PR #7995, opened 2023-10-10
perf(store): postgres transactions

jakubdyszkiewicz:
### Checklist prior to review

Introducing postgres transactions.
This PR does NOT introduce need for transactions in Kuma, this is just a perf optimization for stores that support transactions.

#### Enrich ResourceStore vs new interface
I introduced a new interface called Transactions, so the transaction can be used by either ResourceStore and ResourceManager. If I would add a new method in ResourceStore we would also add this to ResourceManager.

#### Transaction in Context vs store opts
I decided to propagate transaction implicitly in context instead of explicitly in store opts like `CreateInTx(tx)`. This is more flexible with less changes to the code. We could also for example open a transaction when we create new Mesh without adding `CreateInTx` to every call.

### DIFF
--- a/pkg/core/resources/store/transactions.go
+++ b/pkg/core/resources/store/transactions.go
@@ -1,0 +1,73 @@
+package store
+
+import (
+	"context"
+
+	"github.com/pkg/errors"
+	"go.uber.org/multierr"
+)
+
+type txCtx struct{}
+
+func CtxWithTx(ctx context.Context, tx Transaction) context.Context {
+	return context.WithValue(ctx, txCtx{}, tx)
+}
+
+func TxFromCtx(ctx context.Context) (Transaction, bool) {
+	if value, ok := ctx.Value(txCtx{}).(Transaction); ok {
+		return value, true
+	}
+	return nil, false
+}
+
+type Transaction interface {
+	Commit(ctx context.Context) error
+	Rollback(ctx context.Context) error
+}
+
+// Transactions is a producer of transactions if a resource store support transactions.
+// Transactions are never required for consistency in Kuma, because there are ResourceStores that does not support transactions.
+// However, in a couple of cases executing queries in transaction can improve the performance.
+//
+// In case of Postgres, you may set hooks when retrieve and release connections for the connection pool.
+// In this case, if you create multiple resources, you need to acquire connection and execute hooks for each create.
+// If you create transaction for it, you execute hooks once and you hold the connection.
+//
+// Transaction is propagated implicitly through Context.
+type Transactions interface {
+	Begin(ctx context.Context) (Transaction, error)
+}
+
+func InTx(ctx context.Context, transactions Transactions, fn func(ctx context.Context) error) error {
+	tx, err := transactions.Begin(ctx)
+	if err != nil {
+		return err
+	}
+	if err := fn(CtxWithTx(ctx, tx)); err != nil {
+		if rollbackErr := tx.Rollback(ctx); rollbackErr != nil {
+			return multierr.Append(errors.Wrap(rollbackErr, "could not rollback transaction"), err)
+		}
+		return err
+	}
+	return tx.Commit(ctx)
+}
+
+type NoopTransaction struct{}
+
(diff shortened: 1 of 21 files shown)


pkg/plugins/resources/postgres/pgx_store.go
```diff
@@ -465,3 +518,7 @@ func registerMetrics(metrics core_metrics.Metrics, pool *pgxpool.Pool, poolName
 	}
 	return nil
 }
+
+func (r *pgxResourceStore) Begin(ctx context.Context) (store.Transaction, error) {
+	return r.pool.Begin(ctx)
```
lobkovilya, line 523: IIUC the default IsoLevel is `read committed`, but the only thing we're trying to achieve here is batching – executing several operation on the same acquired connection. So it's probably safe to lower the IsoLevel to `read uncommitted`.

pkg/core/resources/store/transactions.go
```diff
@@ -0,0 +1,73 @@
...
+// Transactions are never required for consistency in Kuma, because there are ResourceStores that does not support transactions.
+// However, in a couple of cases executing queries in transaction can improve the performance.
+//
+// In case of Postgres, you may set hooks when retrieve and release connections for the connection pool.
+// In this case, if you create multiple resources, you need to acquire connection and execute hooks for each create.
+// If you create transaction for it, you execute hooks once and you hold the connection.
+//
+// Transaction is propagated implicitly through Context.
+type Transactions interface {
+	Begin(ctx context.Context) (Transaction, error)
```
lobkovilya, line 38: Do we even need transactions? I think we can introduce some kind of "batching" purely on Kuma side – acquire connection in `Begin` and execute all the following operation using the same connection. DB doesn't need to know about these "batches" at all

jakubdyszkiewicz: Not sure if I get your proposal here. Can you elaborate? What would it look like?

lobkovilya: In `Begin()` method, instead of:
```go
return r.pool.Begin(ctx)
```
we can do:
```go
return r.pool.Acquire(ctx) 
```

After that, method `InTx()` puts connection into ctx (instead of putting transaction into ctx).

So later `pgxResourceStore` checks if there is a connection in the context and uses this connection to call `Exec`.

That way a number of store operations are executed on the same connection, but Postgres doesn't know about it.

jakubdyszkiewicz: According to multiple sources, doing this in one transaction is more optimal on postgres CPU. 

https://www.postgresql.org/docs/current/populate.html
> 14.4.1. Disable Autocommit 
When using multiple INSERTs, turn off autocommit and just do one commit at the end. (In plain SQL, this means issuing BEGIN at the start and COMMIT at the end. Some client libraries might do this behind your back, in which case you need to make sure the library does it when you want it done.) If you allow each insertion to be committed separately, PostgreSQL is doing a lot of work for each row that is added. An additional benefit of doing all insertions in one transaction is that if the insertion of one row were to fail then the insertion of all rows inserted up to that point would be rolled back, so you won't be stuck with partially loaded data.

pkg/plugins/resources/postgres/pgx_store.go
jakubdyszkiewicz: I cannot find proof that it improves perf 🤔 Do you have sources for this?

lobkovilya: Normally that'd increase concurrency, but I see there is no difference in PostgreSQL 😞 

https://www.postgresql.org/docs/current/transaction-iso.html

> In PostgreSQL, you can request any of the four standard transaction isolation levels, but internally only three distinct isolation levels are implemented, i.e., PostgreSQL's Read Uncommitted mode behaves like Read Committed. This is because it is the only sensible way to map the standard isolation levels to PostgreSQL's multiversion concurrency control architecture.

lobkovilya (approved):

☆ ☆ ☆ ☆

• TRY IT:
Transcribe all entries exactly as they appear above.

• ANSWER SECTION:
PR #7995, opened 2023-10-10
perf(store): postgres transactions

jakubdyszkiewicz:
### Checklist prior to review

Introducing postgres transactions.
This PR does NOT introduce need for transactions in Kuma, this is just a perf optimization for stores that support transactions.

#### Enrich ResourceStore vs new interface
I introduced a new interface called Transactions, so the transaction can be used by either ResourceStore and ResourceManager. If I would add a new method in ResourceStore we would also add this to ResourceManager.

#### Transaction in Context vs store opts
I decided to propagate transaction implicitly in context instead of explicitly in store opts like `CreateInTx(tx)`. This is more flexible with less changes to the code. We could also for example open a transaction when we create new Mesh without adding `CreateInTx` to every call.

### DIFF
--- a/pkg/core/resources/store/transactions.go
+++ b/pkg/core/resources/store/transactions.go
@@ -1,0 +1,73 @@
+package store
+
+import (
+	"context"
+
+	"github.com/pkg/errors"
+	"go.uber.org/multierr"
+)
+
+type txCtx struct{}
+
+func CtxWithTx(ctx context.Context, tx Transaction) context.Context {
+	return context.WithValue(ctx, txCtx{}, tx)
+}
+
+func TxFromCtx(ctx context.Context) (Transaction, bool) {
+	if value, ok := ctx.Value(txCtx{}).(Transaction); ok {
+		return value, true
+	}
+	return nil, false
+}
+
+type Transaction interface {
+	Commit(ctx context.Context) error
+	Rollback(ctx context.Context) error
+}
+
+// Transactions is a producer of transactions if a resource store support transactions.
+// Transactions are never required for consistency in Kuma, because there are ResourceStores that does not support transactions.
+// However, in a couple of cases executing queries in transaction can improve the performance.
+//
+// In case of Postgres, you may set hooks when retrieve and release connections for the connection pool.
+// In this case, if you create multiple resources, you need to acquire connection and execute hooks for each create.
+// If you create transaction for it, you execute hooks once and you hold the connection.
+//
+// Transaction is propagated implicitly through Context.
+type Transactions interface {
+	Begin(ctx context.Context) (Transaction, error)
+}
+
+func InTx(ctx context.Context, transactions Transactions, fn func(ctx context.Context) error) error {
+	tx, err := transactions.Begin(ctx)
+	if err != nil {
+		return err
+	}
+	if err := fn(CtxWithTx(ctx, tx)); err != nil {
+		if rollbackErr := tx.Rollback(ctx); rollbackErr != nil {
+			return multierr.Append(errors.Wrap(rollbackErr, "could not rollback transaction"), err)
+		}
+		return err
+	}
+	return tx.Commit(ctx)
+}
+
+type NoopTransaction struct{}
+
(diff shortened: 1 of 21 files shown)


pkg/plugins/resources/postgres/pgx_store.go
```diff
@@ -465,3 +518,7 @@ func registerMetrics(metrics core_metrics.Metrics, pool *pgxpool.Pool, poolName
 	}
 	return nil
 }
+
+func (r *pgxResourceStore) Begin(ctx context.Context) (store.Transaction, error) {
+	return r.pool.Begin(ctx)
```
lobkovilya, line 523: IIUC the default IsoLevel is `read committed`, but the only thing we're trying to achieve here is batching – executing several operation on the same acquired connection. So it's probably safe to lower the IsoLevel to `read uncommitted`.

pkg/core/resources/store/transactions.go
```diff
@@ -0,0 +1,73 @@
...
+// Transactions are never required for consistency in Kuma, because there are ResourceStores that does not support transactions.
+// However, in a couple of cases executing queries in transaction can improve the performance.
+//
+// In case of Postgres, you may set hooks when retrieve and release connections for the connection pool.
+// In this case, if you create multiple resources, you need to acquire connection and execute hooks for each create.
+// If you create transaction for it, you execute hooks once and you hold the connection.
+//
+// Transaction is propagated implicitly through Context.
+type Transactions interface {
+	Begin(ctx context.Context) (Transaction, error)
```
lobkovilya, line 38: Do we even need transactions? I think we can introduce some kind of "batching" purely on Kuma side – acquire connection in `Begin` and execute all the following operation using the same connection. DB doesn't need to know about these "batches" at all

jakubdyszkiewicz: Not sure if I get your proposal here. Can you elaborate? What would it look like?

lobkovilya: In `Begin()` method, instead of:
```go
return r.pool.Begin(ctx)
```
we can do:
```go
return r.pool.Acquire(ctx) 
```

After that, method `InTx()` puts connection into ctx (instead of putting transaction into ctx).

So later `pgxResourceStore` checks if there is a connection in the context and uses this connection to call `Exec`.

That way a number of store operations are executed on the same connection, but Postgres doesn't know about it.

jakubdyszkiewicz: According to multiple sources, doing this in one transaction is more optimal on postgres CPU. 

https://www.postgresql.org/docs/current/populate.html
> 14.4.1. Disable Autocommit 
When using multiple INSERTs, turn off autocommit and just do one commit at the end. (In plain SQL, this means issuing BEGIN at the start and COMMIT at the end. Some client libraries might do this behind your back, in which case you need to make sure the library does it when you want it done.) If you allow each insertion to be committed separately, PostgreSQL is doing a lot of work for each row that is added. An additional benefit of doing all insertions in one transaction is that if the insertion of one row were to fail then the insertion of all rows inserted up to that point would be rolled back, so you won't be stuck with partially loaded data.

pkg/plugins/resources/postgres/pgx_store.go
jakubdyszkiewicz: I cannot find proof that it improves perf 🤔 Do you have sources for this?

lobkovilya: Normally that'd increase concurrency, but I see there is no difference in PostgreSQL 😞 

https://www.postgresql.org/docs/current/transaction-iso.html

> In PostgreSQL, you can request any of the four standard transaction isolation levels, but internally only three distinct isolation levels are implemented, i.e., PostgreSQL's Read Uncommitted mode behaves like Read Committed. This is because it is the only sensible way to map the standard isolation levels to PostgreSQL's multiversion concurrency control architecture.

lobkovilya (approved):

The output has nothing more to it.